# Data shown
··········
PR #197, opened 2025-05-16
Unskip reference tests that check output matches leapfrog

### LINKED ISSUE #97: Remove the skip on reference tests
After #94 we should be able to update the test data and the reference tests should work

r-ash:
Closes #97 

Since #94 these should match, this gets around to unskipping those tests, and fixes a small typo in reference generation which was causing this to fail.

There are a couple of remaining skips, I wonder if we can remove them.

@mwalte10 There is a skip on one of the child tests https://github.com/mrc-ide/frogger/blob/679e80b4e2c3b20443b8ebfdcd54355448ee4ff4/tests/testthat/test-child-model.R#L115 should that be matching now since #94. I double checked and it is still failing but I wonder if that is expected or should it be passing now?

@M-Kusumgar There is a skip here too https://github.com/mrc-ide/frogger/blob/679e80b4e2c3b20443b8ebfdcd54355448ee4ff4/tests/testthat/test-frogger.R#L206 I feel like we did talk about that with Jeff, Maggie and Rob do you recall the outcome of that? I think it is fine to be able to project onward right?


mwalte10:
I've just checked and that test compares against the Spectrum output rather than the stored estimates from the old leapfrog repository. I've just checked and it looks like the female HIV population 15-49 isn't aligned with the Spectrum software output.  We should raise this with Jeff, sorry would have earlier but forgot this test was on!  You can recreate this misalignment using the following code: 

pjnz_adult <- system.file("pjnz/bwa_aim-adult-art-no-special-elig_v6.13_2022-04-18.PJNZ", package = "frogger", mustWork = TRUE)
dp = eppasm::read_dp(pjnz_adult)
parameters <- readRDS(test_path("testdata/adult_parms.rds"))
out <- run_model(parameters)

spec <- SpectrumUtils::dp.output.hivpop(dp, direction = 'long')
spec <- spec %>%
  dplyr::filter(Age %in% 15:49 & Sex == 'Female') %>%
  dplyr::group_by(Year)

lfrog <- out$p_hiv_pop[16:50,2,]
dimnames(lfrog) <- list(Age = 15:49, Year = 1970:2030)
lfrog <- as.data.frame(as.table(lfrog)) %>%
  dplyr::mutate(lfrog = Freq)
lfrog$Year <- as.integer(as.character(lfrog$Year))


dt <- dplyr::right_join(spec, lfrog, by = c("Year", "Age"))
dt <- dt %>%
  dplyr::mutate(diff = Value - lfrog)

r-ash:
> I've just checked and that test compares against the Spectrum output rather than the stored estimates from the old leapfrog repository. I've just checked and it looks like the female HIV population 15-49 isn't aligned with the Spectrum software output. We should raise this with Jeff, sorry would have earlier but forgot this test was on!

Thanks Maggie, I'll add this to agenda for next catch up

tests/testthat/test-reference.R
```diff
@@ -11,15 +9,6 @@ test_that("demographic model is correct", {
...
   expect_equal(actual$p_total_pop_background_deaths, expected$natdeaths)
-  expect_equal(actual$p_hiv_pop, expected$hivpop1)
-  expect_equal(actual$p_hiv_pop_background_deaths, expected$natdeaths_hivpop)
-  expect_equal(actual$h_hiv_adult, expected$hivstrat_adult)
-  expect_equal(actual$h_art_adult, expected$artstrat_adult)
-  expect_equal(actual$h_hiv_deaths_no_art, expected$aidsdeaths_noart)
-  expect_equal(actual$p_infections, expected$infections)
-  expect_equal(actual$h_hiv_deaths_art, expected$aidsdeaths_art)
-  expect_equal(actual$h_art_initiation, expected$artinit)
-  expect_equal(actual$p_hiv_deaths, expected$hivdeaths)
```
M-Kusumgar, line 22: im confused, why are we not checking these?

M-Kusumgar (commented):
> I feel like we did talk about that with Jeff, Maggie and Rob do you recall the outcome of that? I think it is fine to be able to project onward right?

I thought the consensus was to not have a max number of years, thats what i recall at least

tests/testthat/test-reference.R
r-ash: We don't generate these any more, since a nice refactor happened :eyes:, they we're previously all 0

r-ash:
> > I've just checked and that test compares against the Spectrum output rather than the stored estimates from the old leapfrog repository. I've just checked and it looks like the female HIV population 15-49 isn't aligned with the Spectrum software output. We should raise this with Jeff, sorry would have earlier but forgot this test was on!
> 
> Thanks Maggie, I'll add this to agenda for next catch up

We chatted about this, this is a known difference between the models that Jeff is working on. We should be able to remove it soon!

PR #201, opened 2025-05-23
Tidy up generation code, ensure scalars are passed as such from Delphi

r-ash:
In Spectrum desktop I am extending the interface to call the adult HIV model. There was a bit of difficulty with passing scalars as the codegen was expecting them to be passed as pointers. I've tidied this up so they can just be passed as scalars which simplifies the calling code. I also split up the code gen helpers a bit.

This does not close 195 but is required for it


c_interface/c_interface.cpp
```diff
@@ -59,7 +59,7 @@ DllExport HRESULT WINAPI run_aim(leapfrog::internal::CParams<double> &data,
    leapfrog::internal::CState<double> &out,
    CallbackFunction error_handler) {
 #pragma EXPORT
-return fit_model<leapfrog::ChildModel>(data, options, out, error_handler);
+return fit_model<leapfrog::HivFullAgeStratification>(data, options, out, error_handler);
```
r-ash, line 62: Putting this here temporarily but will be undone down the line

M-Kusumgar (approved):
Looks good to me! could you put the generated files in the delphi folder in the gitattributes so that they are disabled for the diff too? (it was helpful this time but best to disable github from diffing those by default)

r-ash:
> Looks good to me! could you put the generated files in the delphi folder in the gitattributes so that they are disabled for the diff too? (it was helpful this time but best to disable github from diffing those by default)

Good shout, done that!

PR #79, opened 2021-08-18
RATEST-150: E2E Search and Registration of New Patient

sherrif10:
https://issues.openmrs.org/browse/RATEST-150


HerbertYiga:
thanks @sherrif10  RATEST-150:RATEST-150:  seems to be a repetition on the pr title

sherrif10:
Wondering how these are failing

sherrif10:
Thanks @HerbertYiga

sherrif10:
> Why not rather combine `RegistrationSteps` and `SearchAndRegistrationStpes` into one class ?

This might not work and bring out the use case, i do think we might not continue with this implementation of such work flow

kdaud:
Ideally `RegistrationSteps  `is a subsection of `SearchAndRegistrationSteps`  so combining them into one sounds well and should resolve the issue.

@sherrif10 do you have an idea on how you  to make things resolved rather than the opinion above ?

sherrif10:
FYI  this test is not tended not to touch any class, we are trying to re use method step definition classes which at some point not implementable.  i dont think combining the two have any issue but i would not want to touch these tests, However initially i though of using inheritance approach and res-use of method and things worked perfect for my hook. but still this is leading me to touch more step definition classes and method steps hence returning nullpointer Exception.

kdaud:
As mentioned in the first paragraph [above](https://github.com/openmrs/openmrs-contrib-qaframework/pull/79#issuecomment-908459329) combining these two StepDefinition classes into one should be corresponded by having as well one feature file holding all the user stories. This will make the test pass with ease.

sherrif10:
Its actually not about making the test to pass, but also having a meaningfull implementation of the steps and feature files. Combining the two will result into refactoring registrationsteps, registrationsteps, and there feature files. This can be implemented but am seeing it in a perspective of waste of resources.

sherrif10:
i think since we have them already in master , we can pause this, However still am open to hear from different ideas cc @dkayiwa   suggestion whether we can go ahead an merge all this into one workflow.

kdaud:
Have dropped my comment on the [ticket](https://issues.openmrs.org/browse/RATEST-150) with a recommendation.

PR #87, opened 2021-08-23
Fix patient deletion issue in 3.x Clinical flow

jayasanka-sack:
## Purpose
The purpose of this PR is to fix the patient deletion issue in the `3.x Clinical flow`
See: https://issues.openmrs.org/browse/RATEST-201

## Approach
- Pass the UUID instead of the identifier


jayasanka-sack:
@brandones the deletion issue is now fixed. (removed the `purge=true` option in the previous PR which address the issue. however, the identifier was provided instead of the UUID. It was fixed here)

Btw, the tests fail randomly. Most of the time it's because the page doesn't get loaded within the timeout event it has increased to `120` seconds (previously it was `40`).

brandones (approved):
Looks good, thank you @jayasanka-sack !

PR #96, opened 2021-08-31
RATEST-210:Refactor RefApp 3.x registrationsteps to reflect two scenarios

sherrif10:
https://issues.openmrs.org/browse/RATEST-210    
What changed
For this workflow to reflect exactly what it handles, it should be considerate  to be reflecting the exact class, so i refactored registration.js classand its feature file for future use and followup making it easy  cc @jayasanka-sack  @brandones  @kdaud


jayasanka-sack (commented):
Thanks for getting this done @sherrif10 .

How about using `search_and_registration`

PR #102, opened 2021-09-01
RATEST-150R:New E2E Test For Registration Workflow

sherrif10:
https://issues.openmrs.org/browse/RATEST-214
··········
# Activity
Could you restate word for word the lines above from the one containing "be passing now?" through the one containing "out <- run_model(parameters)", both included, and nothing else?

# Reply to the task
@mwalte10 There is a skip on one of the child tests https://github.com/mrc-ide/frogger/blob/679e80b4e2c3b20443b8ebfdcd54355448ee4ff4/tests/testthat/test-child-model.R#L115 should that be matching now since #94. I double checked and it is still failing but I wonder if that is expected or should it be passing now?

@M-Kusumgar There is a skip here too https://github.com/mrc-ide/frogger/blob/679e80b4e2c3b20443b8ebfdcd54355448ee4ff4/tests/testthat/test-frogger.R#L206 I feel like we did talk about that with Jeff, Maggie and Rob do you recall the outcome of that? I think it is fine to be able to project onward right?


mwalte10:
I've just checked and that test compares against the Spectrum output rather than the stored estimates from the old leapfrog repository. I've just checked and it looks like the female HIV population 15-49 isn't aligned with the Spectrum software output.  We should raise this with Jeff, sorry would have earlier but forgot this test was on!  You can recreate this misalignment using the following code: 

pjnz_adult <- system.file("pjnz/bwa_aim-adult-art-no-special-elig_v6.13_2022-04-18.PJNZ", package = "frogger", mustWork = TRUE)
dp = eppasm::read_dp(pjnz_adult)
parameters <- readRDS(test_path("testdata/adult_parms.rds"))
out <- run_model(parameters)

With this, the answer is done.